NIZZA/PARIS. Ein Mann irrt am Strand umher, er sucht seine Frau. Er hat im Lauf der Schreckensnacht sämtliche Krankenhäuser der Stadt aufgesucht, sich ein ums andere Mal zur Notaufnahme durchgefragt, ohne eine Spur der Vermissten zu finden. Die Leichen der Opfer sind noch nicht geborgen. Zu Dutzenden liegen sie hinter Absperrbändern und Sichtschutzplanen. Die Spurensicherung hat ihre Arbeit auf der Uferpromenade von Nizza noch nicht beendet. Gerichtsmediziner entnehmen DNA-Proben.

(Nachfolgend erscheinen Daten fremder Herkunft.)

PR #3312, opened 2024-06-06
MDEV-34321: UBSAN runtime error: call to function crc32c_3way through…

bnestere:
MDEV-34321: UBSAN runtime error: call to function crc32c_3way through pointer to incorrect function type

my_crc32_t takes function signature:

```
unsigned int (*)(unsigned int, const void *, unsigned long)
```

yet the crc32c_3way derivation has a definition with a second parameter of a different type:

```
uint32_t crc32c_3way(uint32_t crc, const char *buf, size_t len)
```

which leads to UBSAN errors. This patch creates a type-safe wrapper to call crc32c_3way.

Assigning to @dr-m because you authored the original MDEV-24745. 

I also considered changing the definition of crc32c_3way() in crc32c_amd64.c, yet that feels more fragile (it seems to be pulled in from a third party).

### DIFF
--- a/mysys/crc32/crc32c_amd64.cc
+++ b/mysys/crc32/crc32c_amd64.cc
@@ -184,9 +184,9 @@ static inline uint64_t CombineCRC(
 // Compute CRC-32C using the Intel hardware instruction.
 extern "C"
 USE_PCLMUL
-uint32_t crc32c_3way(uint32_t crc, const char *buf, size_t len)
+uint32_t crc32c_3way(uint32_t crc, const void *buf, size_t len)
 {
-  const unsigned char* next = (const unsigned char*)buf;
+  const unsigned char* next = static_cast<const unsigned char*>(buf);
   uint64_t count;
   uint64_t crc0, crc1, crc2;
   crc0 = crc ^ 0xffffffffu;
--- a/mysys/crc32/crc32c.cc
+++ b/mysys/crc32/crc32c.cc
@@ -526,7 +526,7 @@ extern "C" const char *my_crc32c_implementation()
 }  // namespace crc32c
 }  // namespace mysys_namespace
 
-extern "C" unsigned my_crc32c(unsigned int crc, const char *buf, size_t size)
+extern "C" uint32 my_crc32c(uint32 crc, const void *buf, size_t size)
 {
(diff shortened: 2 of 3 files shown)


dr-m:
af5e18a121465632a6d442e2811b783eaad8344c would seem to introduce runtime overhead in the form of an extra function call. Even if were a simple tail call that is translated to a jump, it is not free.

Based on my testing with Clang 18, the minimum that needs to be done to silence the error is to change the `const char*` parameter of `crc32c_3way` to be of type `const void*`. It will be cast to `const unsigned char*` anyway.

I did this (as well as some unification of the 32-bit CRC parameters and return values) in 
73225b624b863f7e463c32b542280fe7e64c26fc. Sure, neither LLVM nor any of our thinkable target platforms (mainly LP32, LP64, LLP64) cannot distinguish `uint32`, `uint32_t` and `unsigned`, but we could do a slightly better job there.

mysys/crc32/crc32c_amd64.cc
```diff
@@ -184,9 +184,9 @@ static inline uint64_t CombineCRC(
 // Compute CRC-32C using the Intel hardware instruction.
 extern "C"
 USE_PCLMUL
-uint32_t crc32c_3way(uint32_t crc, const char *buf, size_t len)
+uint32_t crc32c_3way(uint32_t crc, const void *buf, size_t len)
 {
-  const unsigned char* next = (const unsigned char*)buf;
+  const unsigned char* next = static_cast<const unsigned char*>(buf);
```
vaintroub, line 189: I do  not think changing this line is necessary. It is , for the most part, not our code anyway, so l'd leave it as-is (it is also shorter, which is not a bad thing.

vaintroub (approved):
Ok, but suggest to remove the unnecessary   C++ cast change.

dr-m:
> Ok, but suggest to remove the unnecessary C++ cast change.

Thank you, but I’d retain it, for reasons mentioned here: https://stackoverflow.com/questions/32168/c-cast-syntax-styles

Curiously, https://isocpp.github.io/CppCoreGuidelines/CppCoreGuidelines#Rcpl-C does not explicitly say anything about C-style casts.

Der Wind, der dort schon am Donnerstag an den Palmen gezerrt hatte, hat sich noch nicht gelegt. Hätte er am Vorabend heftiger geblasen, wäre das alles womöglich nicht passiert. Dann wäre das Feuerwerk aus Witterungsgründen abgesagt worden - so wie im benachbarten Departement Var, wo Frankreichs Nationalfeiertag, der 14. Juli, in mehreren Gemeinden ohne Lichterzauber zu Ende ging. Dann wären jetzt nicht mehr als 80 Tote und Dutzende von Schwerverletzten zu beklagen. Dann wären im Laufe der Nacht nicht 50 Kinder ins Krankenhaus eingeliefert worden, von denen am Freitag zwei ihren Verletzungen erlegen sind.

So aber ist es passiert. Augenzeugenberichte fügen sich zu einem immer deutlicheren Bild des Schreckens. Kurz vor 23 Uhr ist es, als über der Promenade des Anglais an der Bucht von Nizza die letzten Feuerwerkslichter am Nachthimmel erlöschen. Die Stimmung ist gelöst. Am Vormittag hatte Staatschef François Hollande das Ende des Ausnahmezustands angekündigt, der nach den…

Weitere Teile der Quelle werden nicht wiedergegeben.